Anciennement habituée à palm (Tungsten E) je viens d'acheter un iPod Touch, ( synchro Mac Os 10.5 sur macBook) pas tout  à fait aussi pratique comme PDA  ( pas de synchro des notes, ni de fonction recherche dans le calendrier) mais bien sûr d'autres fonctionnalités sympa . 
Mais après avoir mis à jour (version 2.1) lorsque je fais la synchronisation iCal , j'ai des couleurs pour les calendriers mais il  change les couleurs par rapport à l'ordi, c'est pas sympa!!!
j'ai essayé la synchro manuelle  " remplacer l'iPod par l'ordi" , mais cela ne règle pas le problème. on peut vivre avec mais si quelqu'un à une idée....
Merci d'avance


----------



## DavidFR75 (7 Novembre 2008)

esyram a dit:


> Bonjour,
> Premier message sur le forum!...
> Anciennement habituée à palm (Tungsten E) je viens d'acheter un iPod Touch, ( synchro Mac Os 10.5 sur macBook) pas tout  à fait aussi pratique comme PDA  ( pas de synchro des notes, ni de fonction recherche dans le calendrier) mais bien sûr d'autres fonctionnalités sympa .
> Mais après avoir mis à jour (version 2.1) lorsque je fais la synchronisation iCal , j'ai des couleurs pour les calendriers mais il  change les couleurs par rapport à l'ordi, c'est pas sympa!!!
> ...



C'est vrai qu'on peut vivre avec ou plutôt sans ! Mais c'est tout de même énervant d'avoir des calendriers parfaitement synchronisés sauf pour la couleur ! 

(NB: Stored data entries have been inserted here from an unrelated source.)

PR #10541, opened 2026-05-20
Publish Tree button is incorrectly enabled in content browse toolbar #9979

### LINKED ISSUE #9979: Publish Tree button is incorrectly enabled in content browse toolbar
1. Open a **Parent** project with item that has "Publish" and "Publish Tree" actions enabled.
    Image
2. Select that **one** item via checkbox.
3. Switch to **subproject** of that project, where that item is editable
    Image
4. You will see that "Publish Tree" action is enabled, but it should not, since selection is empty.
    Image

skjulestad:
Publish Tree button is incorrectly enabled in the content browse toolbar, actions now reset with an explicitly empty list upon opening a new project to avoid stale actions.

### DIFF
--- a/modules/lib/src/main/resources/assets/js/app/browse/ContentBrowsePanel.ts
+++ b/modules/lib/src/main/resources/assets/js/app/browse/ContentBrowsePanel.ts
@@ -361,7 +361,9 @@ export class ContentBrowsePanel
 
         onActiveProjectChanged(() => {
             this.selectionWrapper.deselectAll();
-            this.updateActionsAndPreview();
+            this.getBrowseActions().updateActionsEnabledState([]);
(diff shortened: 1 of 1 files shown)


ashklianko:
Can't reproduce it in master, is the scenario in the issue correct?

edloidas:
Yeah, me neither. It's probably irrelevant now. 
@skjulestad were you able to reproduce it on the latest CS/XP?

skjulestad:
I was able to reproduce it multiple times with master from 14 today

skjulestad:
@edloidas @ashklianko it seems I may not be able to reproduce it after pulling master today, but I want this to stay open for now so I can test it in depth later if possible.

alansemenov:
Closing for now, as no one can reproduce

PR #10548, opened 2026-05-21
Language Selector #10131

### LINKED ISSUE #10131: Language Selector - First character not captured in search input
When focusing the input with the mouse and pressing any key, the dropdown opens, but the typed character is not inserted into the input.

This issue does not occur in  `Owner dropdown` , where the input behaves as expected.

Steps to Reproduce:

1. Open the `Edit Settings` dialog.
2. Try typing text in the `language search input`- Norway for example

### **Expected Result:**
Typed characters, including the first one, should appear in the input field.

### **Actual Result:**
The first character is not displayed, and key presses only open the dropdown without inserting text.

Image

skjulestad:
Let language selector show result from first character set, don't display selected language as placeholder to reflect other selectors.


alansemenov:
@skjulestad Note that this problem also appears inside Language selector in the Project Wizard dialog. Check that your fix solves that one as well.

skjulestad:
@alansemenov all usecases of LanguageSelector.tsx works fine now! 😁 

https://github.com/user-attachments/assets/6911eb38-e50b-4a6d-8d14-99df6dbc8ed6

edloidas (approved):

PR #10551, opened 2026-05-21
Incorrect context menu when selecting several items #10087

### LINKED ISSUE #10087: Incorrect context menu  when selecting several items
When selecting multiple content items with different statuses (e.g., Published and Offline) in the Browse Panel grid, the context menu displays options that are not appropriate for the selected combination.

Steps to reproduce :
1. Open the filter panel and enter the name of the first content item(published). Select its checkbox.
2. Enter the name of another content(work in progress) item and select its checkbox.
3. Open `Context Menu`

**Actual Result:**
The context menu shows options corresponding only to one of the selected items instead of combining them.

Image

Image

### **Expected Result:**
Both `Publish` and `Unpublish` menu items should be displayed simultaneously in this case.

skjulestad:
Publish and unpublish action is now based on all items instead of first selected item, replaced [0] with some().


ashklianko (approved):

ashklianko (changes requested):
We discussed the issue with enabling publish/unpublish actions

edloidas (approved):

PR #10565, opened 2026-05-22
No clear function in the Filter panel #10562

### LINKED ISSUE #10562: No clear function in the Filter panel
There's no longer a simple way to reset settings in the Filter panel. We do have "x" inside the search input, but it only clears the input, not the rest of the settings.

We will solve this by having a header in the filter panel with title "Search" (i18n `panel.filter.search`) and right-aligned `Clear` (`panel.filter.clear`) link. I see there's also "x" icon in design, but we don't need it. "Clear" should reset the panel to its default state, including emptying the search input.

https://www.figma.com/design/qkrCEWujVxkjZBd2aI8YXI/content-studio-reskin?t=NPjobyGDaTAIVZts-0

reisfmb:


ashklianko:
- Hooks reordered and put to the top
  - Clear button replaced — native <button> swapped for Button from @enonic/ui 
  - Cosmetic — removed extra blank line between hits row and aggregations list.

ashklianko (approved):

PR #10573, opened 2026-05-25
"Mark as Ready" button flickers before changing to "Publish"

### LINKED ISSUE #10572: "Mark as Ready" button flickers before changing to "Publish"
Several issues:
* After "Mark as Ready" is clicked, it goes to "Publish", then back to "Mark as Ready", then to "Publish" again
* On a slow instance the button might not change to "Publish" at all (and Publish dialog won't open). After page refresh it would be correctly set to "Publish"

Support ticket: https://enonic.zendesk.com/agent/tickets/9151

alansemenov:


alansemenov:
the fix is confirmed by requester

ashklianko (approved):

PR #10587, opened 2026-05-26
Enonic UI: DeleteDialog key navigation #9565

### LINKED ISSUE #9565: Enonic UI: DeleteDialog key navigation
DeleteDialog.tsx has a flaw with keyboard navigation: all the content items in it's list are treated as focusable items, thus when you use a keyboard on a long list there's no way to tab out from the list to action buttons before or after it. 
This is fixed by separating the concept of an active and a focused item, can be seen in our new UI lib components (Listbox and TreeList).

skjulestad:
Separated list focus from active item behavior so keyboard users can arrow through content/reference actions and tab out of long lists. Added shared ContentReferenceGridList and reused it in both delete and unpublish dialogs for consistent navigation and focus styling.

### DIFF
--- a/modules/app/pnpm-lock.yaml
+++ b/modules/app/pnpm-lock.yaml
@@ -2924,6 +2924,12 @@ packages:
     peerDependencies:
       postcss: ^8.4.32
 
+  cssnano-utils@5.0.3:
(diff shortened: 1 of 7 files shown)


ashklianko (changes requested):
Several moments I notice:
- Home/End key are not working
- ContentListItemWithReference is dead code now
- focusVisible param is only recently added, I would avoid using not so long existing params

It looks to me that in general `renderContentRow` is kinda overcomplication. We can now miss styling changes in ContentListItem and we won't see them in your list. But if there are no other options then ok.

ashklianko (approved):

PR #10589, opened 2026-05-26
Invalid content icon is missing tooltip (wizard and grid) #690

### LINKED ISSUE #690: Add tooltip to icons for invalid content (in wizard and in grid)
1. Open new  folder-wizard.
2. Move cursor to `toolbar-state-icon`

image

**Expected**: 'Invalid content' message should appear

The same issue in the grid:
image

skjulestad:
Add tooltip to invalid content icon.

### DIFF
--- a/modules/lib/src/main/resources/assets/js/v6/features/shared/icons/StatusIcon.tsx
+++ b/modules/lib/src/main/resources/assets/js/v6/features/shared/icons/StatusIcon.tsx
@@ -1,6 +1,8 @@
-import {cn} from '@enonic/ui';
+import {cn, Tooltip} from '@enonic/ui';
 import {cva, type VariantProps} from 'class-variance-authority';
 import {CircleAlert, CircleCheck, CircleX, Info, type LucideIcon} from 'lucide-react';
+import {type ComponentProps, type ReactElement} from 'react';
+import {useI18n} from '../../hooks/useI18n';
 
 const statusIconVariants = cva(
     [
@@ -33,8 +35,9 @@ type Status = VariantProps<typeof statusIconVariants>['status'];
 
 type Props = {
     status: Status;
+    withTooltip?: boolean;
     'data-component'?: string;
-} & React.ComponentProps<LucideIcon>;
+} & ComponentProps<LucideIcon>;
 
 
 function getIcon(status: Status): LucideIcon {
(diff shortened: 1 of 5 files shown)


modules/lib/src/main/resources/i18n/phrases.properties
```diff
@@ -331,6 +331,7 @@ status.outofdate=Out-of-date
 status.published=Published
 status.online=Online
 status.offline=Offline
+status.invalid=Invalid content
```
ashklianko: No need to add a new one, there's a 'field.invalid' entry in common.properties in lib-admin, as Alan mentioned in the task

ashklianko (commented):
Image

I don't see the point in adding a tooltip only for the invalid icon: we also have 'Ready' and 'In progress' icons

ashklianko:
Also the task title says '(wizard and grid)', where in the wizard are we expecting this tooltip to appear? @alansemenov

edloidas:
@ashklianko I assume it should be in the Toolbar:
image

modules/lib/src/main/resources/assets/js/v6/features/shared/icons/WorkflowContentIcon.tsx
```diff
@@ -12,10 +13,18 @@ export function WorkflowContentIcon({
...
     return (
         <span className='relative inline-flex items-center'>
             <ContentIcon className='size-6' {...props} />
-            {status && <StatusIcon status={status} className='absolute -top-0.75 -right-0.75' />}
+            {status && (
+                <StatusIcon
+                    status={status}
+                    className='absolute -top-0.75 -right-0.75'
+                    invalidTooltip={status === 'invalid' ? invalidTooltip : undefined}
+                />
```
edloidas: There is absolutely no point in:
- Checking the status being invalid, as you already do it in the StatusIcon
- Adding a customization option via prop and then name it `invalidTooltip`

modules/lib/src/main/resources/assets/js/v6/features/shared/icons/StatusIcon.tsx
```diff
@@ -48,20 +49,30 @@ function getIcon(status: Status): LucideIcon {
...
+    if (status === 'invalid' && invalidTooltip) {
+        return (
+            <Tooltip delay={300} value={invalidTooltip}>
+                {icon}
+            </Tooltip>
+        );
+    }
 
-    return <Icon data-component={componentName} className={classNames} aria-label={status} {...props} />;
+    return icon;
```
edloidas: Just wrap the whole icon in tooltip and that's it.

edloidas (changes requested):
The implementation is suboptimal:
- Wrap the whole icon in tooltip without conditions. It uses the `asChild` by default so it will be merged, and won't create a new div.
- If tooltip value is empty it won't be shown, so noting is set from outside = nothing to show
- Just call it `tooltip`
- Keep the check for whether we need to show the tooltip in the parent element.

alansemenov:
> Also the task title says '(wizard and grid)', where in the wizard are we expecting this tooltip to appear?

The bug should have referred all workflow icons, not just the invalid one. All of the workflow icons (in progress, ready, invalid) are supposed to have tooltips everywhere they are shown.

skjulestad:
Adjusted to add tooltip with existing translations for all statuses now in both use cases of StatusIconWorkflowContentIcon and ContentWizardToolbar :)

edloidas (approved):

PR #10594, opened 2026-05-26
Lock non-localized content wizard inputs #10212

### LINKED ISSUE #10212: Lock non-localized content wizard inputs
Content/Mixin forms must be read-only until the current content was localised

ashklianko:


edloidas (approved):
Looks good. Though it's a bit confusing that we have `enabled` property in FromRenderer. We have to refactor it later.

PR #10595, opened 2026-05-26
Grid keeps selecting an item after delete or reset selection #10034

### LINKED ISSUE #10034: Grid keeps selecting an item after duplicate or reset selection
### **Duplicate scenario**:  
1. Select an item in the grid
2. Click on Duplicate button

https://github.com/user-attachments/assets/c2a78a81-5c95-4c71-836e-2cbff383bd96

### **Refresh Icon scenario**:  

1. Click on the checkbox  in a row item (the item gets checked)
2. Click on Refresh icon in the toolbar 

https://github.com/user-attachments/assets/300725e4-7ef6-49f6-be4e-a5048d73a160

The first item gets selected in Grid after  clicking on Refrsh  icon

**Expected -  the same row should be highlighted after  clicking  on Refresh  icon**

### LINKED ISSUE #10138: Content Item gets unchecked after clicking Refresh con
1. Click on a checkbox, select a item
2. Click on `Refresh` icon

Image

BUG  -  Content Item gets unchecked after clicking Refresh con
            And anothe element gets  highlighted

Image

skjulestad:
Active and checked items are now cleared upon, duplicate, move, delete and refresh. Replaced deprecated resetSelection() with clearSelection() and setActive().

### DIFF
--- a/modules/lib/src/main/resources/assets/js/v6/features/views/browse/tree/TreeListToolbar.tsx
+++ b/modules/lib/src/main/resources/assets/js/v6/features/views/browse/tree/TreeListToolbar.tsx
@@ -5,23 +5,39 @@ import {RefreshCcw} from 'lucide-react';
 import {type ReactElement, useMemo} from 'react';
 import {activateFilter, fetchRootChildrenIdsOnly, getFilterQuery} from '../../../api/content-fetcher';
 import {useI18n} from '../../../hooks/useI18n';
-import {$isFilterActive} from '../../../store/active-tree.store';
+import {$activeRawFlatNodes, $isFilterActive} from '../../../store/active-tree.store';
 import {clearProjectContentCache} from '../../../store/content.store';
-import {$isAllLoadedSelected, $isNoneSelected, $selectionCount, clearSelection, selectAll} from '../../../store/contentTreeSelection.store';
+import {$activeId, $isAllLoadedSelected, $isNoneSelected, $selectionCount, clearSelection, selectAll, setActive} from '../../../store/contentTreeSelection.store';
 import {$rootLoadingState, resetTree} from '../../../store/tree-list.store';
 
 type TreeListToolbarProps = {
     enabled?: boolean;
 };
 
-const handleReload = (): void => {
-    if ($isFilterActive.get()) {
-        const query = getFilterQuery();
-        if (query) void activateFilter(query);
-    } else {
-        resetTree();
-        clearProjectContentCache();
-        void fetchRootChildrenIdsOnly();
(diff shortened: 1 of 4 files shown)


modules/lib/src/main/resources/assets/js/v6/features/views/browse/tree/TreeListToolbar.tsx
```diff
@@ -5,23 +5,35 @@ import {RefreshCcw} from 'lucide-react';
...
+
 const handleReload = (): void => {
+    const activeId = $activeId.get();
+
     if ($isFilterActive.get()) {
         const query = getFilterQuery();
-        if (query) void activateFilter(query);
+        if (query) void activateFilter(query).finally(() => restoreActiveAfterReload(activeId));
     } else {
+        clearSelection();
```
edloidas: This would reset the selection on reload, while we should actually preserve it.

modules/lib/src/main/resources/assets/js/v6/features/views/browse/tree/TreeListToolbar.tsx
```diff
@@ -5,23 +5,35 @@ import {RefreshCcw} from 'lucide-react';
...
-import {$isAllLoadedSelected, $isNoneSelected, $selectionCount, clearSelection, selectAll} from '../../../store/contentTreeSelection.store';
+import {$activeId, $isAllLoadedSelected, $isNoneSelected, $selectionCount, clearSelection, selectAll, setActive} from '../../../store/contentTreeSelection.store';
 import {$rootLoadingState, resetTree} from '../../../store/tree-list.store';
 
 type TreeListToolbarProps = {
     enabled?: boolean;
 };
 
+const restoreActiveAfterReload = (activeId: string | null): void => {
+    if (activeId && $activeRawFlatNodes.get().some((node) => node.nodeType === 'node' && node.id === activeId)) {
```
edloidas: Move this out of `if`, it's too complicated to read there.

edloidas: Can also do early return

modules/lib/src/main/resources/assets/js/v6/features/views/browse/tree/TreeListToolbar.tsx
edloidas: Since we suddenly need to wait for events, make the function async and keep structure flat. You can do `restoreActiveAfterReload` at the very end

edloidas (changes requested):

PR #10598, opened 2026-05-27
Inputs are not updated on server event #10393

### LINKED ISSUE #10393: Inputs are not updated on server event
See the decription  in  https://github.com/enonic/app-contentstudio/issues/7132

1. Open a same content item with HtmlArea in two browser tabs, add some new text into one of them and save - HtmlArea in the other tab is not updated.
2. The same issue occurs with the Text Area, tag input, double input, etc

### LINKED ISSUE #10525: Reset does not work after localization
After localizing content, clicking the Reset button has no effect.

Expected: Reset should revert the localized override and restore the inherited value.
Actual: Clicking Reset does nothing.

#### Rationale
Reset is the primary way to undo a local override in a localized layer. With it broken, users cannot cleanly revert localized fields back to inheriting from the parent.

ashklianko:
-This pull doesn't fix/change Page handling


ashklianko:
Going to show a notification when the form/mixins get updated with server changes

ashklianko:
Also fixes https://github.com/enonic/app-contentstudio/issues/10525

edloidas (approved):

PR #10604, opened 2026-05-27
Focus is not set inside DisplayName for existing content

### LINKED ISSUE #10603: Focus is not set inside DisplayName for existing content
DisplayName gets focused only when its empty. It should always be focused but value inside the input should not be selected as now when the input is clicked. Cursor should always be set in the last position inside the input.

alansemenov:


modules/lib/src/main/resources/assets/js/v6/features/views/wizard/content-wizard-tabs/DisplayNameInput.tsx
```diff
@@ -99,7 +99,8 @@ export const DisplayNameInput = (): ReactElement => {
 
     const handleEditorFocus: FocusEventHandler<HTMLTextAreaElement> = useCallback((): void => {
         setAIContext();
-        requestAnimationFrame(() => inputRef.current?.select());
+        // Place the caret at the start instead of selecting the value.
+        requestAnimationFrame(() => inputRef.current?.setSelectionRange(0, 0));
```
edloidas: Why do we need caret at the start and not the end? It doesn't look useful at all.
Also, meaningless Claude comment since recent;y. Claude like those, let's try to minimize amount of such.

ashklianko: Yes, and the caret in the start is not consistent with browser's behaviour: when you navigate using tab focus is always set to the end

ashklianko (approved):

Je suis preneur d'une soluce !


----------



## Anonyme (7 Novembre 2008)

iCal et couleurs de calendriers...


----------



## jbmg (31 Mai 2009)

C'est peut-être un peu tard mais si cela peut servir à quelqu'un.

Le calendrier dans iPod et iPhone assigne des couleurs à chaque calendrier dans un ordre déterminé : rouge, orange, bleu, vert et violet.
Après celles-ci, les couleurs sont assignées aléatoirement.

Vous allez l'onglet Infos et vous cochez "Synchroniser les calendriers iCal", "Calendriers sélectionnés" et celui qui est rouge dans iCal. Ensuite vous descendez jusqu'à Avancé et vous cochez "Calendriers".
Vous faites une synchronisation
Ensuite, vous sélectionnez en plus le calendrier orange sans que soit coché "Calendriers" dans Avancé.
Cochez maintenant celui qui correspond au bleu, relancez la synchronisation, puis le vert et enfin le violet.
C'est nickel-chrome 

NB : il faut un événement dans le mois pour chaque calendrier. Ranger vos calendrier dans iCal dans l'ordre des couleurs, cela facilite la manipulation

d'après http://www.touchtip.com/iphone-and-...calendar-color-fix-for-iphone-and-ipod-touch/


----------



## Gwen (31 Mai 2009)

Merci pour l'info. C'est a la fois simple et compliqué, mais cela peut servir.


----------